- **WHAT IS REQUIRED**: Each line from the one containing "Calculate located resources and" through the end of the data is to be written out exactly, and nothing more.

(Beginning of DATASET EXTRACT)

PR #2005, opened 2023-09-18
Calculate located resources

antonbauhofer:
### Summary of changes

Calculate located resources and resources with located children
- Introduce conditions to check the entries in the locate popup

(End of DATASET EXTRACT)

- **OUTPUT BELOW**:
Calculate located resources and resources with located children
- Introduce conditions to check the entries in the locate popup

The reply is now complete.